What attracts you to the medium?

It’s very complicated, because it’s true I’m not constantly seeing films. I love making films, but I don’t at all like the process of making films. Maybe one explanation is that I came to cinema accidentally, not out of passion and the desire to watch films. But when I went to formally study cinema, I was overwhelmed. And I’m still overwhelmed by it.

Timbuktu

Are there any other sources or media that you draw from?

I think the main source of my inspiration is human beings: my neighbor, my neighbor’s neighbor, the person I buy milk from—all of those people. These people who we call “anonymous,” people who we never really see doing anything. If I’m out and I see a statue of someone, and I look up at the statue, I never bother to look on the bottom to see who he was. I could be on the metro one day and cross paths with a woman who gave birth to 10 children, and nobody knows her. That’s an achievement too.

There are many different strands of story in Timbuktu, some of which intersect and others that exist entirely independently. How did you approach the editing process?

It’s true that the film doesn’t have a classic, linear narration.

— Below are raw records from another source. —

PR #9708, opened 2023-11-20
[pt] Removed rule ID:MADRUGADA_MATINAL

marcoagpinto:
Heya, @p-goulart and @susanaboatto 

I have removed this useless rule.

😛 😛 😛 😛 😛 😛

### DIFF
--- a/languagetool-language-modules/pt/src/main/resources/org/languagetool/rules/pt/style.xml
+++ b/languagetool-language-modules/pt/src/main/resources/org/languagetool/rules/pt/style.xml
@@ -12810,6 +12810,25 @@ USA
         </rule>
 
 
+        <rule id='MADRUGADA_MATINAL' name="Simplificar: da madrugada/manhã → matinal" type="style" default='temp_off'>
+            <!--IDEA shorten_it-->
+            <pattern>
+                <token postag='V.+' postag_regexp='yes'/>
+                <token regexp='yes'>[ao]s?</token>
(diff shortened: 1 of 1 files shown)


p-goulart:
Tbh I like this as a style rule... it does confer the text a more polished feel to say 'a neblina matinal' rather than 'a neblina da manhã'. The one exception would be café, at least in Brazil, since there 'café da manhã' is lexicalised as 'breakfast'. Personally I wouldn't remove it.

marcoagpinto:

If you look at the different stories, there are different blocks, you can move them around, put them in different places. And for me, that’s what cinema is. In an hour and a half, you create a kind of harmony of communication. But I really enjoy the editing process. There are a lot of things that are involved in creation that I feel at that moment, in that editing moment. And film itself is a very fragile thing.

Do you plan it out before, or is it that as you see the images on a screen, you come to an understanding of how they fit together as a whole?

I plan a lot in advance. I work a lot in my head, which is why I have a lot of trouble working with a continuity person—their logic is totally different from mine.

Timbuktu

What makes a compelling frame?

That’s a really good question, because I know the answer! For me, the framing of the shot is an invitation. What I’m doing in the frame is inviting the viewer to enter into it. So I don’t impose the scene on them by saying: “Here, look at this. You’re gonna look at this.” And that’s why there are very few wide shots.

You once said something to the effect that you would never apply the aesthetics of the city to the desert. How do you conceive of different spaces as you’re creating the film?

It’s funny, what I really try to do is destroy the beauty of a location. That’s why I don’t have lingering shots on the beauty of the countryside. It stays beautiful because it is beautiful—that’s just how it is. But I always come back to the person.